- _Your assignment_
Say how many lines in the records hold the word "storage", and give nothing but that number.

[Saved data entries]

PR #6461, opened 2023-11-17
i#3544 RV64: Refine fault translation and signal handling

ksco:
Refine fault translation and signal handling, part of the linux.signalXXXX tests works on real hardware; however, they do not work on QEMU, so we can't enable them on CI.

Issue: #3544

### DIFF
--- a/core/arch/riscv64/mangle.c
+++ b/core/arch/riscv64/mangle.c
@@ -674,7 +674,6 @@ instr_is_ldstex_mangling(dcontext_t *dcontext, instr_t *instr)
 
     ptr_int_t val;
     if (instr_get_opcode(instr) == OP_fence || instr_get_opcode(instr) == OP_bne ||
-        instr_get_opcode(instr) == OP_bne ||
         /* Check for sc.w/d+bne+jal pattern.  */
         (instr_get_opcode(instr) == OP_jal && instr_get_prev(instr) != NULL &&
          instr_get_opcode(instr_get_prev(instr)) == OP_bne &&
--- a/core/arch/riscv64/mangle.c
+++ b/core/arch/riscv64/mangle.c
@@ -648,6 +648,47 @@ mangle_special_registers(dcontext_t *dcontext, instrlist_t *ilist, instr_t *inst
     return next_instr;
 }
 
+/***************************************************************************
+ * LR/SC sequence mangling.
+ */
+
+bool
+instr_is_ldstex_mangling(dcontext_t *dcontext, instr_t *instr)
+{
+    /* This should be kept in sync with mangle_exclusive_monitor_op(). */
+    if (!instr_is_our_mangling(instr))
+        return false;
+
+    opnd_t memop = opnd_create_null();
+    if (instr_get_opcode(instr) == OP_sd)
+        memop = instr_get_src(instr, 0);
+    else if (instr_get_opcode(instr) == OP_ld)
+        memop = instr_get_dst(instr, 0);
+    if (opnd_is_base_disp(memop)) {
+        ASSERT(opnd_get_index(memop) == DR_REG_NULL && opnd_get_scale(memop) == 0);
+        uint offs = opnd_get_disp(memop);
+        if (opnd_get_base(memop) == dr_reg_stolen && offs >= TLS_LRSC_ADDR_SLOT &&
+            offs <= TLS_LRSC_SIZE_SLOT)
+            return true;
+    }
+
+    ptr_int_t val;
+    if (instr_get_opcode(instr) == OP_fence || instr_get_opcode(instr) == OP_bne ||
+        instr_get_opcode(instr) == OP_bne ||
+        /* Check for sc.w/d+bne+jal pattern.  */
+        (instr_get_opcode(instr) == OP_jal && instr_get_prev(instr) != NULL &&
+         instr_get_opcode(instr_get_prev(instr)) == OP_bne &&
+         instr_get_prev(instr_get_prev(instr)) != NULL &&
+         instr_is_exclusive_store(instr_get_prev(instr_get_prev(instr)))) ||
+        instr_is_exclusive_load(instr) || instr_is_exclusive_store(instr) ||
+        (instr_is_mov_constant(instr, &val) &&
+         (val == 1 /* cas fail */ || val == -1 /* reservation invalidation */ ||
+          val == 4 /* lr.w/sc.w size */ || val == 8 /* lr.d/sc.d size */)))
+        return true;
+
+    return false;
+}
+
 static instr_t *
 mangle_exclusive_load(dcontext_t *dcontext, instrlist_t *ilist, instr_t *instr,
                       instr_t *next_instr)
--- a/core/arch/riscv64/mangle.c
+++ b/core/arch/riscv64/mangle.c
@@ -272,8 +272,7 @@ patch_mov_immed_arch(dcontext_t *dcontext, ptr_int_t val, byte *pc, instr_t *fir
 bool
 instr_check_xsp_mangling(dcontext_t *dcontext, instr_t *inst, int *xsp_adjust)
 {
-    /* FIXME i#3544: Not implemented */
-    ASSERT_NOT_IMPLEMENTED(false);
+    /* Not apply to RISC-V. */
     return false;
 }
 
--- a/core/arch/riscv64/mangle.c
+++ b/core/arch/riscv64/mangle.c
@@ -681,6 +681,8 @@ instr_is_ldstex_mangling(dcontext_t *dcontext, instr_t *instr)
          instr_is_exclusive_store(instr_get_prev(instr_get_prev(instr)))) ||
         instr_is_exclusive_load(instr) || instr_is_exclusive_store(instr) ||
         (instr_is_mov_constant(instr, &val) &&
+         /* XXX: These are fragile, should we look backward a bit to check for more
+            specific patterns? */
          (val == 1 /* cas fail */ || val == -1 /* reservation invalidation */ ||
           val == 4 /* lr.w/sc.w size */ || val == 8 /* lr.d/sc.d size */)))
         return true;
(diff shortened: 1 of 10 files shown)


ksco:
QEMU does not work well with drrun on signal tests for some unknown reason. Running `qemu-riscv64 -L /usr/riscv64-linux-gnu bin64/drrun -debug -xarch_root /usr/riscv64-linux-gnu -- suite/tests/bin/linux.signal0000` results following error while it works fine on real hardware.

```
Sending SIGUSR2
Sending SIGUSR1
<Application /root/dynamorio/build/suite/tests/bin/linux.signal0000 (32907).  DynamoRIO internal crash at PC 0x0000000071235c78.  Please report this at http://dynamorio.org/issues/.  Program aborted.
Received SIGSEGV at pc 0x0000000071235c78 in thread 32907
Base: 0x0000000071000000
Registers:  pc=0x0000000071235c78 ra=0x000000007120e3f0 sp =0x0000004004ad8730 gp =0x0000004000809948
        tp=0x0000004004aab7a0 t0=0x00000000000878b0 t1 =0x0000004004acc378 t2 =0x0000000000000000
        s0=0x0000004004ad8760 s1=0x0000000000000001 a0 =0x0000004004acc038 a1 =0x0000004004ad9000
        a2=0x0000000000000110 a3=0x0000000000000000 a4 =0x0000004004ad8cc0 a5 =0x0000004004acc488
        a6=0x0000000000000000 a7=0x0000000000000081 s2 =0x0000000000000000 s3 =0x0000004000808de8
        s4=0x000000400080684a s5=0x00000040008000b8 s6 =0x0000004000808de8 s7 =0x0000004004a13d18
        s8=0x0000004004a14050 s9=0x0000000000000000 s10=0x0000000000000000 s11=0x0000000000000000
        t3=0x0000004004aa8000 t4=0x000000000000eec0 t5 =0x0000000000000004 t6 =0xffffffffffffffff

version 10.0.19678, custom build
```

ksco:
vs2019-64 looks like #6423, but there is one more test failed: [code_api|tool.drcacheoff.burst_replaceall](https://github.com/DynamoRIO/dynamorio/actions/runs/6907657696/job/18795281194?pr=6461#step:6:23264).
x86-32-ubuntu22 #6416
x86-32 #6417

core/arch/riscv64/mangle.c
```diff
@@ -648,6 +648,47 @@ mangle_special_registers(dcontext_t *dcontext, instrlist_t *ilist, instr_t *inst
...
+        ASSERT(opnd_get_index(memop) == DR_REG_NULL && opnd_get_scale(memop) == 0);
+        uint offs = opnd_get_disp(memop);
+        if (opnd_get_base(memop) == dr_reg_stolen && offs >= TLS_LRSC_ADDR_SLOT &&
+            offs <= TLS_LRSC_SIZE_SLOT)
+            return true;
+    }
+
+    ptr_int_t val;
+    if (instr_get_opcode(instr) == OP_fence || instr_get_opcode(instr) == OP_bne ||
+        instr_get_opcode(instr) == OP_bne ||
```
derekbruening, line 677: Duplicate `OP_bne`: do you mean `OP_bnez` here?

core/arch/riscv64/mangle.c
```diff
@@ -648,6 +648,47 @@ mangle_special_registers(dcontext_t *dcontext, instrlist_t *ilist, instr_t *inst
...
+        /* Check for sc.w/d+bne+jal pattern.  */
+        (instr_get_opcode(instr) == OP_jal && instr_get_prev(instr) != NULL &&
+         instr_get_opcode(instr_get_prev(instr)) == OP_bne &&
+         instr_get_prev(instr_get_prev(instr)) != NULL &&
+         instr_is_exclusive_store(instr_get_prev(instr_get_prev(instr)))) ||
+        instr_is_exclusive_load(instr) || instr_is_exclusive_store(instr) ||
+        (instr_is_mov_constant(instr, &val) &&
+         (val == 1 /* cas fail */ || val == -1 /* reservation invalidation */ ||
```
derekbruening, line 685: Hmm I wonder if this can be a false positive if other mangling has similar constants: should we look backward so the mov_constant is qualified a bit?  Or just put a XXX comment that this could possibly cause issues if two different mangling sequences look similar.  (Looking at arm: I guess it has the same issue.  Maybe there are no other mangling sequences that use constants like this?)

core/unix/signal.c
```diff
@@ -2921,6 +2920,13 @@ sigcontext_to_mcontext(priv_mcontext_t *mc, sig_full_cxt_t *sc_full,
  * thread_get_mcontext() sets the dcontext isa_mode from cpsr, and thread_set_mcontext()
  * sets it.
  */
+/* XXX: on RISC-V, the tp register is a general-purpose register, but as its name
+ * suggests, it is conventionally used as the thread register.
+ * We save DR's tls by keeping tp's value unchanged, regardless in DR or in application.
```
derekbruening, line 2925: Is tp the stolen register?  But arm is writing the stolen register in these functions, and I think handling it in separate code (like set_sigcxt_stolen_reg()).  Is all code using these mcontext<->sigcontext conversion routines updating tp afterward and that's why it doesn't matter whether it's touched here?

derekbruening (approved):

core/unix/signal.c
ksco: It's not the stolen register. Per calling convention, `tp` is the thread-pointer register used to point to the thread-local storage. We also have a stolen register (default to x28) same as ARM/AArch64. The strategy is to keep tp unchanged, i.e. mangle every instruction that uses tp to something like:

```assembly
sd scratch_reg, scratch_slot(x28) ; x28 is the stolen reg
ld scratch_reg, app_tls_slot(x28)

; mangled instruction here (tp to scratch_reg)

sd scratch_reg, app_tls_slot(x28)
ld scratch_reg, scratch_slot(x28)
```

So the only difference is on RISC-V, tp is a general register while on ARM/AArch64, it's a special register, which is naturally unchanged.

And here in the mcontext<->sigcontext conversion, if we do not exclude tp, DR(host)'s tp register will be corrupted.

But I'm not sure if this is the correct way to do it after reading your comment. Could you give some advice?

derekbruening: So essentially `tp` is a 2nd stolen register.  For any stolen register we need to translate it to the app value when the kernel presents the `tp` register to the app, such as when passed to a signal handler.  Is that done today?  Everywhere we do things like `set_sigcxt_stolen_reg()` we need to also ensure `tp` has the right value.

I think these mcontext<->sigcontext conversion routines assume the caller will deal with translating stolen registers: they just blindly copy fields from one to the other.  So I would expect them to include `tp`.  The caller has to translate it to/from app/DR values if necessary.

core/arch/riscv64/mangle.c
ksco: On the RISC-V side, there actually no false positive case I think. There are indeed mov_constants in other mangle routines, but these values are unique at least for now. I added a XXX comment.

core/unix/signal.c
ksco: On second thought, the difference between tp and stolen_reg is that we cannot restore tp's value as there is no backup for it. And since tp is always pointing to host tls, we can't translate it to the app value in the signal handler, or we will lose its original value (host tls) -- it will be mangled if it's used by any instruction in the app.

derekbruening: > we cannot restore tp's value as there is no backup for it. And since tp is always pointing to host tls, we can't translate it to the app value in the signal handler, or we will lose its original value (host tls) 

For transparency we need to translate it to the app value in the signal handler.  We have to add storage of DR's value somewhere in the OS fields (as is done on other arches) (probably it is already stored somewhere today I would think).

ksco: > (probably it is already stored somewhere today I would think)

Yes, we have `dr_tls_base` in the OS field, but that's *DR tls*, not host tls (I just found out we call host tls `lib_tls_base`, sorry for the confusion). IIUC other arches like AArch64 don't have the problem here, since its `lib_tls_base` is stored in a special register `TPIDR_EL0` and is not affected by signal handler sifgreturn.

On the RISC-V side, how do we resume `lib_tls_base` back to tp if the kernel replaced it with app tls? (since we need to translate it to the app value in the signal handler).

ksco: Looking again at the callers of `set_sigcxt_stolen_reg()`, do we need to translate `tp` to the `app_tls` at the signal handler and then restore it back to `lib_tls_base` before `sigreturn`? If so, is this the transparency for clients or something?

derekbruening: Transparency for the app, as it can examine the machine state passed to its signal handler.  See https://dynamorio.org/transparency.html#sec_trans_pretend and the transparency slides in the DR tutorial.

ksco: Thanks, I reverted this change and added `set_sigcxt_tp_reg()` in [a4610b7](https://github.com/DynamoRIO/dynamorio/pull/6461/commits/a4610b74b9884c5dcd80cba36a00c18fd72a094a). Also enabled building of `linux.eintr` test, since it's working on real hardware. I think it's better to have another round of review.

core/arch/riscv64/mangle.c
```diff
@@ -272,8 +272,7 @@ patch_mov_immed_arch(dcontext_t *dcontext, ptr_int_t val, byte *pc, instr_t *fir
 bool
 instr_check_xsp_mangling(dcontext_t *dcontext, instr_t *inst, int *xsp_adjust)
 {
-    /* FIXME i#3544: Not implemented */
-    ASSERT_NOT_IMPLEMENTED(false);
+    /* Not apply to RISC-V. */
```
derekbruening, line 275: nit: s/Not/Does not/

derekbruening (approved):

ksco:
@derekbruening Could you merge this? Thanks.

ksco:
Yeah, I understand that. Thank you for the effort!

- _Response area_
2